Au-delà de l'anecdote policière

Certes, il s'agit, d'abord, d'une enquête policière puisque la police recherche l'assassin de deux jeunes filles, et ce malgré les aveux spontanés d'Angel Gimenez, un jeune torero, disciple du célèbre Diego Montes.

Nous devinons en fait rapidement qui sont les assassins. Mais ce n'est pas grave car l'intérêt du film est tout autant dans la richesse thématique que dans l'investigation du commissaire. En effet, à travers l'anecdote bien ficelée, le réalisateur cherche à parler de ce qui le touche.

D'abord la religion. Almodovar règle, encore une fois, ses comptes avec l'Eglise. Ainsi qu'il le dit lui-même : "je savais que les prêtres ne parlaient pas de moi. Je me disais : j'appartiens au monde du péché, de la dégénérescence."

Dans Matador, Angel (l'Ange...) a du mal à échapper à l'emprise castratrice, fanatique de l'Opus Dei, tout entière soumise au prêtre au point de "générer un complexe de culpabilité terrible". L'aveu d'Angel n'est-il pas, dès lors, le meilleur moyen pour lui de satisfaire sa génitrice et de la fuir ?
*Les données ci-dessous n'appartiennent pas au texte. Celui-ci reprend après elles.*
Issue #499, opened 2026-08-08
protocol: an input ack carries no correlation id, so a late ack is consumed by the next input and reports the wrong outcome


jo-duchan:
Found while reviewing #457. Pre-existing; that work makes it newly consequential rather than causing it.

## What happens

`input:done` / `input:error` identify only the session, never the input they answer. So every consumer correlates by "the next ack for this session", and that is wrong whenever an ack is late:

```ts
// packages/mcp-server/src/client.ts — the predicate has nothing else to match on
(m['type'] === 'input:done' || m['type'] === 'input:error') && m['sessionId'] === sessionId
```

Sequence:

1. Input **N** is sent. Its ack is slow — `ackInput` awaits a `simctl list` / `adb` device verify on the first input after a boot or reconnect (`IOSAgent.ts:746-752`, `AndroidAgent.ts:917-923`), on the Mac the relay gates at 80% CPU.
2. N's waiter hits its 2s window and gives up.
3. Input **N+1** is sent and arms a new waiter.
4. N's ack arrives and satisfies N+1's waiter.

From there the session is permanently off by one: every input reports the *previous* input's outcome. An `input:error` gets attributed to an input that was fine, and — the direction that matters — an input that was never answered is reported as having landed, because it consumed an older `input:done`.

Demonstrated during the #457 review: with the client's strict gate armed, a single bare `input:done` delivered mid-window let the *unanswered* input resolve as success in under 1500ms.

`flow-runner` correlates the same way (`RelayClient.ts`), so it has the same exposure.

## Why the obvious workarounds do not work

- **Draining stale acks before arming a waiter** has nothing to drain: an unmatched message is dropped in `dispatch`, so a late ack that arrives between inputs is already gone. The damaging case is the one that arrives *after* the next waiter exists, which is indistinguishable at that point from the answer it is impersonating.
- **A shorter or longer ack window** moves the boundary without removing it.
- **Counting outstanding inputs** cannot help either: the client knows how many it sent, but not which ack belongs to which, and it must not block on the difference — an agent that genuinely drops one ack would then stall every input after it.

## The fix has to be on the wire

Give the ack something to correlate on. Two shapes:

- **Echo the input** — the ack carries the `type` it answers (`input:touch:end`, `input:key`, …). Cheap and additive, and enough to catch cross-type misattribution, but not enough for two taps in a row.
[...]

PR #500, opened 2026-08-08
fix(mcp-server): stop reporting an unacknowledged input as success

### LINKED ISSUE #457: mcp-server: a dropped input is reported as success — the optimistic ack fallback outlived its reason

jo-duchan:
Closes #457.

`awaitInputAck` waited 2s for `input:done` / `input:error` and, on timeout, **returned successfully**. So `tap`, `swipe` and every other terminal gesture reported success when nothing had acked, and the model driving the session was told the tap landed and moved on. The fallback existed for agents predating the ack protocol and outlived them — both agents ack every terminal input (#484, #488), and since #495 every producer sends a reason too, so with both ends current silence means something is actually wrong.

## Three decisions, all of which the review changed

**Silence is "could not confirm", not "dropped".** `ackInput` awaits a device verify on the first input after a boot or reconnect, on the same Mac the relay gates at 80% CPU — so an ack past the window can belong to an input that *did* land. Calling that a drop invites a retry, and a retry of a landed input duplicates it. The error says the input may have landed and to check device state instead of repeating.

**Whether silence is fatal is decided by what the session has already done**, not by a negotiated flag. `ackedSessions` records any session that has answered with `input:done`; only those are judged strictly. An agent that never acks is never judged, which needs nothing on the wire. The ledger is written in `dispatch` rather than at the waiter, so an ack that missed its own window still counts — that is the case worth learning from.

**Nothing is retried here.** Each reason carries advice for the caller instead, including a warning that `no-gesture` may already have applied part of the input.

## What the reviews took out

**The design review discarded both halves of the first plan and cut it from four packages to one.**

A per-reason auto-retry was unsafe on both platforms. `no-gesture` means either "nothing reached the device" or "the opening frames landed and only the last was refused" — `TouchHelper`'s ownership record is deliberately conditional on delivery, so both are real — and the wire reason is identical, so a client that retried would sometimes apply a 300ms drag twice with nobody able to see it had. On Android the same reason can follow a `touchDown` that reached the guest, with the retry then going out over a different backend. `TapflowClient` also drives `run_flow`, where a retry makes deterministic replay non-deterministic.

A capability flag (`'input-ack'`) was the wrong mechanism. My sticky-capabilities argument was contradicted by the protocol's own comment — *"a restarted agent may advertise a different set (an upgrade is the usual reason to restart one)"* — and a **rollback** restart would have made the client report every input as dropped to an agent that cannot ack, inviting exactly the double-input the retry cell was rejected for. It was also a version stamp wearing capability clothing: both agents would have had to advertise it, a static check would police the pairing, and one release cycle later it would be permanently inert and unremovable because consumers key on its absence. And it would have pre-decided the fork #491 is explicitly open on, while listing this work as its prerequisite.

**The pre-PR review then found a blocker, and it was mine from earlier the same day.** The ledger counted `input:error` as evidence too — but the relay originates `input:error` to this very socket for a terminal input it cannot dispatch, which is the reply #495 had just given a reason to. One agent-offline blip, or a single input for a session this client never joined, marked a session as acking when its agent may never have answered anything; every later input then threw "this session has acknowledged input before", which was false, at the exact population the optimistic path protects. Counting only `input:done` fixes it and is simpler: nothing in the relay originates one.

It also caught that "bounded to one input" was false (the gap is any session that never gets an answer), that the advice suite pinned uniqueness but not direction so two bodies could be swapped, and that one test sat at 80% of vitest's unconfigured 5s default.

One finding I did not accept as stated: the reviewer read the `dispatch-failed` advice as inverting the protocol, citing `dispatchTo`'s comment that the deadline made a retry safe. That comment had itself been refuted by the analysis in `android-agent/AGENTS.md` written during the PR that reviewed it (#488) — the deadline cancels our call, not a request the emulator applied. So the advice stands and **the stale comment is corrected here**, since it is what misleads a reader. Which side the protocol table should take is #491's.

## Review

`.work/reviews/fix__mcp-input-ack-truthfulness.md` — design round (2 channels, discarded the design) and a pre-PR round against `2dd32ee`. 10 mutations, 2 of them regression guards for what the reviews removed.

## Follow-up filed

**#499** — an input ack carries no correlation id, so an ack arriving after its own input timed out is consumed by the next input's waiter and reports the previous input's outcome. It predates this change and this change makes it consequential; it needs a field on the wire, and `clipboard:*` already sets the precedent with `requestId`. Documented next to the gate rather than papered over, because it is the one way that gate can still be defeated.

Full suite 2200 passed + 1 skip (mcp-server 41 → 63); typecheck, lint, build and a11y-lens clean.

## Summary by CodeRabbit

* **New Features**
  * Input errors now include actionable guidance, including when to retry, reconnect, reboot, or investigate.
  * Input acknowledgement status is tracked independently for each session.
  * Previously acknowledged sessions report unanswered or disconnected inputs as unconfirmed.

* **Bug Fixes**
  * Prevented automatic retries when input delivery is uncertain.
  * Improved handling of input errors, late acknowledgements, and acknowledgement timeouts.

* **Documentation**
  * Clarified timeout behavior and safe retry guidance for input dispatches.

### DIFF
--- a/.changeset/mcp-input-ack-truthfulness.md
+++ b/.changeset/mcp-input-ack-truthfulness.md
@@ -20,10 +20,20 @@ a drop invites a retry, and a retry of a landed input duplicates it. The error t
 input may have landed and to check device state rather than repeat it.
 
 **Whether silence is fatal is decided by what the session has already done.** A session that has
-answered an input before is judged strictly; one that never has keeps the optimistic path, because an
-agent that does not ack at all is exactly what the fallback was for. This degrades in the safe
-direction and needs nothing on the wire. A session's first input stays optimistic, which is the one
-case where silence genuinely does mean "an agent that does not ack".
+answered an input with `input:done` is judged strictly; one that never has keeps the optimistic path,
+because an agent that does not ack at all is exactly what the fallback was for. This degrades in the safe
+direction and needs nothing on the wire.
+
+`input:done` specifically, not any ack: the relay originates `input:error` to the client for a terminal
+input it cannot dispatch, so counting those would let one agent-offline blip mark a session as acking
+when its agent may never have answered anything — and then report every later input as unconfirmed on
+evidence the agent did not produce. A session that has never had an answer keeps the optimistic path
+indefinitely, so #457 is unchanged for an agent whose acks never arrive; what this buys is that once a
+session answers, silence after that is reported.
+
+One gap stays open and is documented rather than papered over: an ack carries no correlation id, so an
+ack arriving after its own input timed out is consumed by the next input's waiter. That needs a field on
+the wire (#499).
 
 **An `input:error` now carries advice, not just prose.** Each reason maps to what the caller should do
 — boot the device, reconnect, send the same input again in a moment, or never retry this one. The
--- a/.changeset/mcp-input-ack-truthfulness.md
+++ b/.changeset/mcp-input-ack-truthfulness.md
@@ -1,0 +1,37 @@
+---
+'@tapflowio/mcp-server': patch
+---
+
+fix(mcp-server): stop reporting an unacknowledged input as success
+
+`awaitInputAck` waited 2s for `input:done` / `input:error` and, on timeout, **returned successfully**.
+So `tap`, `swipe` and every other terminal gesture reported success when nothing had acked, and the
+model driving the session was told the tap landed and moved on.
+
+The fallback existed for agents predating the input-ack protocol and outlived them: both agents ack
+every terminal input unconditionally (#484, #488), and since #495 every producer also sends a
+machine-readable reason. When both ends are current, silence means something is actually wrong — which
+is exactly the case the fallback converted into a success.
+
+**Silence is now reported as "could not confirm", not as a drop.** That distinction is load-bearing:
+`ackInput` awaits a device verify on the first input after a boot or reconnect, on the same Mac the
+relay gates at 80% CPU, so an ack past the window can belong to an input that *did* land. Calling that
+a drop invites a retry, and a retry of a landed input duplicates it. The error tells the caller the
+input may have landed and to check device state rather than repeat it.
+
+**Whether silence is fatal is decided by what the session has already done.** A session that has
+answered an input before is judged strictly; one that never has keeps the optimistic path, because an
+agent that does not ack at all is exactly what the fallback was for. This degrades in the safe
+direction and needs nothing on the wire. A session's first input stays optimistic, which is the one
+case where silence genuinely does mean "an agent that does not ack".
+
+**An `input:error` now carries advice, not just prose.** Each reason maps to what the caller should do
+— boot the device, reconnect, send the same input again in a moment, or never retry this one. The
+`no-gesture` advice warns that part of the input may already have been applied, because that reason
+covers both "nothing landed" and "the opening frames landed and only the last was refused".
+
+Nothing is retried automatically. That was the first design and was discarded after review: the wire
+cannot distinguish those two `no-gesture` cases, so a client that retried would sometimes apply a drag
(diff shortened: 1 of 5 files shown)


jo-duchan:
Correct, and the comment was mine — fixed in bc67d35.

`// A WebSocket close ... means the input was not dispatched` is false for the reason you give: every caller sends its input **before** awaiting the ack — `tap` sends both frames, `swipe` all ten — so by the time the socket closes the input has left this process and the relay may already have forwarded it. Worth naming plainly: **that is the same false certainty this whole PR exists to remove**, and I rewrote that line while preserving the claim inside it.

I took the substance and split the wording rather than sharing one sentence:

- **timeout** → cites the ledger, because the ledger is what decided it
- **close** → cites the close

One message for both would attach the wrong reason to one of them, and the reason is what a model acts on.

And I applied it **independent of the ledger**, as you suggested: a close says nothing about whether the agent acks — only that we stopped being able to hear it — so a session that has never answered an input still gets the truth rather than an optimistic success. That is the one point where the proposed diff was better than gating it on `strict`, and it is in.

Two notes on what I did differently:

- The `'WebSocket closed'` string is matched explicitly rather than treating every non-timeout error as unconfirmed. An error this method cannot account for should still propagate — silently relabelling an unknown failure as "may have landed" would be a new guess in place of the one just removed.
- The existing test pinned the *message* of the false claim (`toThrow(/closed/i)`), so it would have passed a wrong fix. It now pins the substance: unconfirmed, may have landed, do not repeat. One mutation to confirm — rethrowing the close raw fails 2 tests.

mcp-server 63 → 64. Full suite 2201 passed + 1 skip; typecheck, lint, build and a11y-lens clean. Review record updated at `.work/reviews/fix__mcp-input-ack-truthfulness.md`.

Relations troubles... Troublantes relations, qui ne se limitent pas au seul couple mère / fils. La mise en scène s'attache aussi - surtout - aux relations ambigües entre Angel, son avocate et Diego Montes. Attraction / répulsion se combinent pour donner une curieuse danse au cours de laquelle les différences s'estompent. "Les pulsions sexuelles s'apparentent à des pulsions de mort, selon un rituel qui est censé reproduire celui de la tauromachie" (Jacques Siclier). Ainsi, en réalisant Matador, Almodovar parle-t-il de la vie, de la vie et de la mort, de lam ort dans la vie...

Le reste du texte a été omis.